Ich habe mir das Projekt kopiert und bei mir daheim aufs Notebook gemacht. Das Problem ist, wenn ich jetzt das Programm bei mir daheim starte, bekomme ich die Fehlermeldung:

Exception in thread "AWT-EventQueue-0" java.lang.NullPointerException

Ich habe in der Firma und auch daheim Windows 7 64bit und die selbe Eclipse Version, aber ich kann einfach nicht auf die .mdb Datenbank zugreifen.

Ich habe schon mehrere Java SDK und JRE in 32Bit und 64Bit in- und deinstalliert, aber es geht trotzdem nicht.

Wäre euch sehr dankbar wenn ihr irgendwelche Ideen habt an was es liegen könnte. Die ODBC Verbindung ist auch erstellt und ist auch richtig, weil ich es schon mehrmals geprüft habe.

Vielen Dank

Gruß
Diego


----------



## Camill (4. Okt 2012)

Ohne entsprechendem Code wird dir hier keiner Helfen können.


----------



## diegodn (4. Okt 2012)

Hi Camill,

wieso denkst du es könnte am Code liegen?

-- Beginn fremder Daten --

PR #471, opened 2024-07-25
[STAL-2591] Add ability to look up a node's parent from JavaScript

jasonforal:
The JavaScript runtime needs to be able to look up the parent of a CST node.

### Per-tree (parent <> child) relationship caching
Tree-sitter nodes [do not contain a link to their parent](https://github.com/tree-sitter/tree-sitter/blob/800f2c41d0e35e4383172d7a67a16f3933b86039/lib/src/node.c#L23-L27), but they do contain a link to their children ([via the subtree pointer](https://github.com/tree-sitter/tree-sitter/blob/800f2c41d0e35e4383172d7a67a16f3933b86039/lib/src/subtree.h#L237-L238)). Thus, to get the parent of an arbitrary `Node A`, we must traverse down the tree from the root until we reach a node that has `Node A` as a child.

An expected access pattern is for the JavaScript runtime to request a traversal _up_ the tree (i.e. request a node's parent, and then its parent's parent, and so on). For example:
```js
// Find the function containing this `varDeclNode`
let node = varDeclNode;
while (node.type !== "function_declaration") {
    node = ddsa.getParent(node);
}
```

Needing to handle this access pattern performantly necessitates a cache. If we naively traverse from the root down to the parent each time, we end up with `O(D^2)` time complexity (where `D` is the depth of the original node within the tree). Trees can get quite deep, and so this can have a noticeable impact on performance. By trading off space (40 bytes per child -> parent relationship), we bring that time complexity down to `O(D)`.

The cache logic is [extensively tested](https://github.com/DataDog/datadog-static-analyzer/blob/ee1e10e1c7b31834f907fc70352074f07ad6d0d6/crates/static-analysis-kernel/src/analysis/ddsa_lib/context/root.rs#L237-L384).

### `OpSafeRawTSNode`: Safety
We need another way of creating a [RawTSNode](https://github.com/DataDog/datadog-static-analyzer/blob/6d8a8d05e7f72d93ea8496fc7e1ae9c70a6f8530/crates/static-analysis-kernel/src/analysis/ddsa_lib.rs#L21) so that it can be accessed in `tree_sitter::Node` form via a deno op. We [previously](https://github.com/DataDog/datadog-static-analyzer/blob/ee1e10e1c7b31834f907fc70352074f07ad6d0d6/crates/static-analysis-kernel/src/analysis/ddsa_lib/ops.rs#L156-L159) could only do this by reading a `RawTSNode` from the `TsNodeBridge` (which is guaranteed safe). However, that isn't applicable here because we _don't_ (and don't want to) preemptively serialize the nodes to v8 (i.e. they are not already contained in the bridge). We address this by implementing the [cache on ddsa_lib::RootContext](https://github.com/DataDog/datadog-static-analyzer/blob/ee1e10e1c7b31834f907fc70352074f07ad6d0d6/crates/static-analysis-kernel/src/analysis/ddsa_lib/context/root.rs#L23-L34), and then making a [small addition](https://github.com/DataDog/datadog-static-analyzer/blob/6d8a8d05e7f72d93ea8496fc7e1ae9c70a6f8530/crates/static-analysis-kernel/src/analysis/ddsa_lib/ops.rs#L208-L214) to `OpSafeRawTSNode` to uphold the safety guarantee. Added documentation on safety is [here](https://github.com/DataDog/datadog-static-analyzer/blob/6d8a8d05e7f72d93ea8496fc7e1ae9c70a6f8530/crates/static-analysis-kernel/src/analysis/ddsa_lib/ops.rs#L201-L203) and [here](https://github.com/DataDog/datadog-static-analyzer/blob/6d8a8d05e7f72d93ea8496fc7e1ae9c70a6f8530/crates/static-analysis-kernel/src/analysis/ddsa_lib/context/root.rs#L103-L107).

### ddsa JavaScript API
The last thing this PR implements is the actual deno op and JS bindings. A rule can now call:
```js
const parent = ddsa.getParent(node);
```

This functionality will be used in future additions to the JavaScript runtime.

### DIFF
--- a/crates/static-analysis-kernel/src/analysis/ddsa_lib/extension.rs
+++ b/crates/static-analysis-kernel/src/analysis/ddsa_lib/extension.rs
@@ -11,6 +11,7 @@ deno_core::extension!(
         ops::op_console_push,
         ops::op_current_ts_tree_text,
         ops::op_ts_node_named_children,
+        ops::op_ts_node_parent,
         ops::op_ts_node_text,
         #[cfg(test)]
         ops::cfg_test_op_rust_option,
--- a/crates/static-analysis-kernel/src/analysis/ddsa_lib/js/ddsa.js
+++ b/crates/static-analysis-kernel/src/analysis/ddsa_lib/js/ddsa.js
@@ -5,7 +5,7 @@
 import { SEALED_EMPTY_ARRAY } from "ext:ddsa_lib/utility";
 import { TreeSitterFieldChildNode } from "ext:ddsa_lib/ts_node";
 
-const { op_ts_node_named_children } = Deno.core.ops;
+const { op_ts_node_named_children, op_ts_node_parent } = Deno.core.ops;
 
 /**
  * The main entrypoint to the ddsa JavaScript runtime's API.
@@ -38,5 +38,19 @@ export class DDSA {
             }
         }
         return children;
+    }
+
+    /**
+     * Fetches and returns the provided node's parent in the tree-sitter tree.
+     * If the node is the root node of the tree, `undefined` will be returned.
+     * @param {TreeSitterNode | TreeSitterFieldChildNode} node
+     * @returns {TreeSitterNode | undefined}
+     */
+    getParent(node) {
+        const parentId = op_ts_node_parent(node.id);
+        if (parentId === null) {
+            return undefined;
+        }
+        return globalThis.__RUST_BRIDGE__ts_node.get(parentId);
     }
 }
--- a/crates/static-analysis-kernel/src/analysis/ddsa_lib/js/ddsa.rs
+++ b/crates/static-analysis-kernel/src/analysis/ddsa_lib/js/ddsa.rs
@@ -20,6 +20,7 @@ mod tests {
         let expected = &[
             // Methods
             "getChildren",
+            "getParent",
         ];
         assert!(js_instance_eq(CLASS_NAME, expected));
         let expected = &[];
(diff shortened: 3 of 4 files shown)


crates/static-analysis-kernel/src/analysis/ddsa_lib/context/root.rs
```diff
@@ -16,6 +19,22 @@ pub struct RootContext {
...
+    /// traverse down the tree from the root until we reach a node that has `Node A` as a child.
+    ///
+    /// An expected access pattern is for the JavaScript runtime to request a traversal _up_ the tree
+    /// (i.e. request a node's parent, and then its parent's parent, and so on). Without a cache,
+    /// this has `O(D^2)` time complexity (`D` being the depth of the original node within the tree).
+    /// This cache reduces that time complexity to `O(D)` (costing `O(D)` space complexity: 8 + 32 == 40 bytes per relationship).
+    parent_map: RefCell<HashMap<usize, RawTSNode>>,
+    /// A counter for how many times a tree traversal was triggered in `get_ts_node_parent`.
+    #[cfg(test)]
+    _cfg_test_tree_traversal_count: std::cell::Cell<usize>,
```
juli1, line 37: Why do we even need this?

crates/static-analysis-kernel/src/analysis/ddsa_lib/context/root.rs
```diff
@@ -51,4 +71,315 @@ impl RootContext {
...
+        }
+
+        ///// Test hook
+        #[cfg(test)]
+        {
+            // Increment the counter, as we're going to traverse the tree.
+            let current = &self._cfg_test_tree_traversal_count.get();
+            self._cfg_test_tree_traversal_count.set(current + 1);
+        }
+        /////
```
juli1, line 118: Do we really need this?

juli1 (approved):
The code is fine as is. My worry is that we start to take a *very* complicated architecture with caches all over the place, which makes the code more complex to understand and maintain, for an optimization cost that is not certain. And now, there is only 1.5 engineers who understand how it works.

We have a cache for the parent/child with this PR. With Datafow, we are starting to also take the direction to have a cache with the data being calculated on demand/lazily. There is also the content cache

If we continue that route, we will end up with dozens of cache calculated lazily, which will make the maintenance of the analyzer very complex and not maintainable. Instead, we should simplify and build this data at analysis time. It will have a small performance hit but it will simplify the maintenance.

For example, browsing the tree before analyzing a file has a small cost, it could fill a global cache for both data-flow, the parent/child and any other data we may need. We then cache for data for each TsNode (similar to this one). Once cache for everything and any new operation is just about parsing and adding more to this cache.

In der Firma geht ja schließlich alles.

Gruß


----------



## Camill (4. Okt 2012)

Ich Zitier einfach mal aus der API:


> Thrown when an application attempts to use null in a case where an object is required. These include:
> 
> Calling the instance method of a null object.
> Accessing or modifying the field of a null object.
> ...


Quelle: NullPointerException (Java 2 Platform SE v1.4.2)


----------



## L-ectron-X (4. Okt 2012)

diegodn hat gesagt.:


> wieso denkst du es könnte am Code liegen?


Java-Programme gelten im Allgemeinen als portabel. Naja, in deinem Fall nicht ganz. Das Programm wird nicht ohne Weiteres auf einem Nicht-Windows-System laufen.

Es muss nicht unbedingt am Code liegen, kann aber.
Welche abhängigen Bibliotheken benutzt du? Wie startest du dein Programm? Vielleicht ist es auch nur ein Bild, das in der neuem Umgebung fehlt.
Das kann man nicht ohne die genaue Fehlermeldung sagen.


----------



## diegodn (5. Okt 2012)

Hallo L-ectron-X,

ich habe heute einfach mal den .metadata Ordner vom Eclipse Workspace in der Firma kopiert und bei mir daheim eingefügt. 

Und siehe da...es funktioniert 

Ich habe keine Ahnung wieso :bahnhof: aber die NullPointerException Fehlermeldung ist weg und ich kann auf die Datenbank zugreifen.

Jedenfalls, danke für eure Hilfe :toll:

Gruß
Diego


----------